一般債権者による差押さえでは、支払督促や訴訟などの手続きを経て差押さえが行われます。

その後、競売にかけられますが、一般債権者による競売を強制競売と呼びます。

公的機関からの差押

公的機関による差押さえでは、納税通知書の送付や滞納の催告などを経て、財産調査後に差押さえが行われ、公売により現金化されます。

一般債権者とは異なり、控訴を必要としないため、差押までの期間が短くなります。

差押えられた不動産は売却できる?

差押えられた不動産は、裁判所が仲介を行う競売にかけられ売却されます。

売却代金は、債権者への返済に当てられ、債務から売却代金を引いた残債を債務者が負担します。

競売で売却される金額は、市場相場の半額から7割ほどで多くの場合、債務者には多大な残債が残ることになり、不動産を手放すことになるので住む場所も失います。

しかし、差押えられた不動産であっても「任意売却」を行うことで、市場相場に近い金額で売却ができ、残債の負担を減らすことも可能です。

差押における任意売却の注意点

任意売却を進めるにあたって注意するべき点もあります。

可否が債権者に委ねられる

債務者が不動産を売却する意向を持っても、その売却が実現するかどうかは債権者からの同意が必要です。

金融機関が債権者である場合は、任意売却が認められやすい傾向があります。

金融機関にとっても競売手続きにともなう手間や費用が負担となり、不動産も高くは売れません。それよりも、不動産会社が仲介に入る任意売却によって、回収をしやすくするというメリットがあるのです。

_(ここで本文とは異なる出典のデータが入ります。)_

PR #3139, opened 2025-06-26
Drop `PWNDBG_PLEASE_SKIP_VENV` option

patryk4815:
The `PWNDBG_PLEASE_SKIP_VENV` option is no longer needed — it was just a workaround for handling Nix in previous releases.

### DIFF
--- a/.github/workflows/tests.yml
+++ b/.github/workflows/tests.yml
@@ -25,7 +25,6 @@ jobs:
     timeout-minutes: 40
     env:
       TMPDIR: /tmp
-      PWNDBG_VENV_PATH: PWNDBG_PLEASE_SKIP_VENV
     steps:
     - uses: actions/checkout@c85c95e3d7251135ab7dc9ce3241c5835cc595a9  # @v3
     - uses: cachix/install-nix-action@08dcb3a5e62fa31e2da3d490afc4176ef55ecd72  # @v30
--- a/.github/workflows/tests.yml
+++ b/.github/workflows/tests.yml
@@ -25,6 +25,7 @@ jobs:
     timeout-minutes: 40
     env:
       TMPDIR: /tmp
+      PWNDBG_NO_UV: 1
     steps:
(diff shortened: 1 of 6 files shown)


k4lizen:
it makes sense to me that there is no need for both that and `PWNDBG_NO_UV`

k4lizen:
btw could you explain what `.pwndbg_root` is for? this used to be `.skip-venv` right? Is it different semantically now or does it mark the same thing?

Also `nix/portable.nix` still mentions it, is that alright?
```
80:  skipVenv = pkgs.writeScript "pwndbg-skip-venv" "";
116:      "exe/.skip-venv"
157:      "exe/.skip-venv"
```

patryk4815:
`portable.nix` will be handled in different PR, there are more things to fix

patryk4815:
> it makes sense to me that there is no need for both that and `PWNDBG_NO_UV`

yes, later we can focus on PWNDBG_NO_UV

patryk4815:
> btw could you explain what `.pwndbg_root` is for?

```
     # If pwndbg is installed in `/venv/lib/pythonX.Y/site-packages/pwndbg/`,
     # the `.pwndbg_root` file will not exist because `src_root` will point to the
     # `/venv/lib/pythonX.Y/site-packages/` directory, not the original source directory
     #
     # However, if pwndbg is installed in editable mode (our recommended way), this file will exist,
     # and the condition will be False, allowing auto-update.
```
^ this should explain it. It is just for checking if `pwndbg` is copied into venv or installed using editable mode
If it is coped then we shouldn't preform auto-update - because venv is fully locked / encapsulated. 
Auto update should only happen for editable mode, when you `git clone` and after sometime did `git pull`

k4lizen:
Ahhh I see. I somehow missed that `.pwndbg_root` is in the repository

Feels a bit weird to have a variable called `src_root` not point to the root folder of the source but aight

PR #3140, opened 2025-06-26
autoupdate: Add support for upgrading editable tool

patryk4815:

### DIFF
--- a/pwndbginit/common.py
+++ b/pwndbginit/common.py
@@ -23,13 +23,20 @@ def hash_file(file_path: str | Path) -> str:
 
 
 def run_uv_install(
-    binary_path: os.PathLike[str], src_root: Path, dev: bool = False
+    binary_path: os.PathLike[str], src_root: Path, venv_path: Path, dev: bool = False
 ) -> Tuple[str, str, int]:
-    # We don't want to quietly uninstall dependencies by just specifying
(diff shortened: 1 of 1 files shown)


pwndbginit/common.py
```diff
@@ -23,13 +23,20 @@ def hash_file(file_path: str | Path) -> str:
...
-    # `--extra gdb` so we will be conservative and pull all extras in.
-    command: List[str] = [str(binary_path), "sync", "--all-extras"]
-    if dev:
-        command.append("--all-groups")
+    # Check if the package was installed using: `uv tool install --editable .[lldb,gdb]`
+    # Tools are located at: ${HOME}/.local/share/uv/tools/${TOOL_NAME}/uv-receipt.toml
+    is_tool_install = (venv_path / "uv-receipt.toml").exists()
+    if is_tool_install:
+        tool_name = venv_path.name
+        command: List[str] = [str(binary_path), "tool", "upgrade", tool_name]
```
k4lizen, line 33: Are you sure `tool upgrade` is useful since we install it with `--editable`? Are you expecting `uv tool upgrade ...` to update pwndbg dependancies? Does it actually do that?

patryk4815: yes, it actually updating dependencies

PR #3144, opened 2025-07-01
mallocng: add ng-slots command

k4lizen:
Dump information about a mallocng slot, given its start address. The previous command took user address, sometimes start address is more convenient.


disconnect3d (approved):

disconnect3d:
Btw the `read_success` var looks a bit tricky.. the code also have some nested `try: try:` blocks. Would be nice if we could simplify some of these, but idk if its possible

PR #3116, opened 2025-06-18
Supporting kernel debugging in the absence of provided type information

jxuanli:
Several kernel debugging commands rely on type information to access fields in a kernel structure. The goal of this PR is to support some of those commands when `kallsyms` is present but type information is not provided. Relevant kernel configurations are now automatically detected even if `CONFIG_IKCONFIG` is not set. Therefore, `kconfig()` now always returns an object. Function and test decorators have been changed accordingly.

See https://jxuanli.github.io/posts/linux-kernel-structure-layouts-partial-recovery/ for more details.

PR #3145, opened 2025-07-02
Improving `kconfig`

jxuanli:
- removed `requires_kconfig` function decorator
- added automatic detection for specific kernel configurations needed for #3116 
- added option to load and parse a kernel configuration file

## demo

image


pwndbg/aglib/kernel/__init__.py
```diff
@@ -130,36 +110,28 @@ def get_first_kernel_ro() -> pwndbg.lib.memory.Page | None:
...
 
-        if len(results) == 0:
-            return None
-
-        config_start = results[0] + len("IKCFG_ST")
-        config_end = list(pwndbg.search.search(b"IKCFG_ED", start=config_start))[0]
-
+        if len(results) != 0:
+            config_start = results[0] + len("IKCFG_ST")
+            config_end = list(pwndbg.search.search(b"IKCFG_ED", start=config_start))[0]
```
disconnect3d: Both this and `results` should probably do:

`next(pwndbg.search.search(...), None)` and instead of checking `len(..)` then check it as `is not None`

Doing it this way, we won't search all memory for those values as well as we won't render a Python list for the returned results.

pwndbg/lib/kernel/kconfig.py
```diff
@@ -59,3 +83,70 @@ def __contains__(self, name: object) -> bool:
...
+        return pwndbg.aglib.symbol.lookup_symbol("__kasan_cache_create") is not None
+
+    @property
+    def CONFIG_SMP(self) -> bool:
+        return pwndbg.aglib.symbol.lookup_symbol("pcpu_get_vm_areas") is not None
+
+    def update_with_file(self, file_path):
+        for line in open(file_path, "r").read().splitlines():
+            split = line.split("=")
+            if len(line) == 0 or line.startswith("#") or len(split) != 2:
```
disconnect3d:
```suggestion
            if len(line) == 0 or line[0] == "#" or len(split) != 2:
```

Doesn't matter much but yeah

pwndbg/aglib/kernel/__init__.py
jxuanli: changed

pwndbg/aglib/kernel/__init__.py
```diff
@@ -130,36 +110,28 @@ def get_first_kernel_ro() -> pwndbg.lib.memory.Page | None:
...
-        config_end = list(pwndbg.search.search(b"IKCFG_ED", start=config_start))[0]
+        result = next(pwndbg.search.search(b"IKCFG_ST", mappings=[mapping]), None)
 
+        if result is not None:
+            config_start = result + len("IKCFG_ST")
+            config_end = next(pwndbg.search.search(b"IKCFG_ED", start=config_start), None)
     if config_start is None or config_end is None:
-        return None
+        _kconfig = pwndbg.lib.kernel.kconfig.Kconfig(None)
+        return _kconfig
```
disconnect3d, line 129: Why not just `return KConfig(None)`?

disconnect3d (approved):

PR #3147, opened 2025-07-06
Fix: Make color functions respect PWNDBG_DISABLE_COLORS  #3142

### LINKED ISSUE #3142: many commands don't respect `NO_COLOR=1`
### Description

Simply, many commands don't respect `PWNDBG_DISABLE_COLORS=1`. I realized mallocng commands don't acknowledge this but many others don't as well.

Image
Image

Pretty much if anything uses these functions
https://github.com/pwndbg/pwndbg/blob/567ac6048cf345f876e3387fcfc08d515a185401/pwndbg/color/__init__.py#L52-L65
...

That by default means it won't respect `PWNDBG_DISABLE_COLORS`. I guess the "intended" way is to run them through this
https://github.com/pwndbg/pwndbg/blob/567ac6048cf345f876e3387fcfc08d515a185401/pwndbg/color/__init__.py#L185-L201

See for example, `vis` code:
https://github.com/pwndbg/pwndbg/blob/567ac6048cf345f876e3387fcfc08d515a185401/pwndbg/commands/ptmalloc2.py#L1068-L1078

But imo this is very non-obvious and counterintuitive. That being said, if we add the `PWNDBG_DISABLE_COLORS` check to all the coloring functions, that may affect performance - not sure.

### Repro
```bash
PWNDBG_DISABLE_COLORS=1 gdb /bin/sh
pwndbg> pwndbg 
```

### Versions
```
Pwndbg:   2025.05.30 build: f3e333031
Python:   3.13.3
GDB:      16.3
Capstone: 6.0.0
Unicorn:  2.1.3
Pwnlib:   4.14.0
```

JoaoBeernardoo:
This PR updates the color functions (e.g., red, green) to check for disable_colors so that they properly honor the PWNDBG_DISABLE_COLORS environment variable. Fixes #3142.

### DIFF
--- a/pwndbg/color/__init__.py
+++ b/pwndbg/color/__init__.py
@@ -10,7 +10,6 @@ from typing import Callable
 from typing import Dict
 from typing import List
 from typing import NamedTuple
-from pwndbg.color import disable_colors
 from pwndbg.lib.config import Parameter
 
 from . import theme
--- a/pwndbg/color/__init__.py
+++ b/pwndbg/color/__init__.py
@@ -10,7 +10,7 @@ from typing import Callable
 from typing import Dict
 from typing import List
 from typing import NamedTuple
-
+from pwndbg.color import disable_colors
 from pwndbg.lib.config import Parameter
 
 from . import theme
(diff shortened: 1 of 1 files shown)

一方で、個人が債権者である場合は、任意売却についてのメリットや仕組みを伝えることが難しいケースもあり個人の判断に委ねられます。

さらには、債権者が国や自治体の場合、任意売却はほぼ不可能です。

残債は残る

任意売却を行っても、ほとんどの場合残債が残ります。

もちろん、返済する必要があり、借金が完全になくなるわけではありません。

ただ、競売にかけるよりも残債は少なくなるので、この点を理解して任意売却を進めます。

競売が進むと任意売却ができない

任意売却は競売にかけられている最中も進められるものの、競売手続が一定の段階まで進行すると、債権者による競売の取り下げが不可能になります。

競売の取り下げに関しては、以下のように定められています。

開札期日の前日までは、債権者の判断のみで可能開札期日以降は、原則として最高価買受申出人又は買受人及び次順位買受申出人の同意を得て可能

※開札期日とは入札期間後に結果を発表する日のこと

また、法的には可能な場合であってもある程度話が進んでいる場合、買受人が同意しないことがほとんどです。

そのため、任意売却を行う際は、早めに取り組む必要があります。

任意売却を扱えない不動産会社もある

任意売却はどの不動産会社でも扱える案件ではなく、断られるケースもあります。

債権者と交渉を進めるためには、関連する法律の専門的な知識やこれまでの任意売却に関する実績が必要です。

そのため、まずは任意売却に対応してくれる不動産会社を選定する必要があります。

まとめ

不動産は仮に差押えられても早い段階であれば、任意売却を行うことができます。

ただし、差押えられた不動産の任意売却を進めるためには以下の点に注意をしましょう。

  • 債権者が金融機関、もしくは一般債権者であること
  • 対応する不動産会社を選定する
  • 早めに手続きを進める

任意売却を行うことで、残債を減らせ、引越し代金やその後の返済の負担が軽くなるケースもあります。

競売で手放すよりもはるかに有効な手段なので、もし差押にあったのであれば早めに対処しましょう。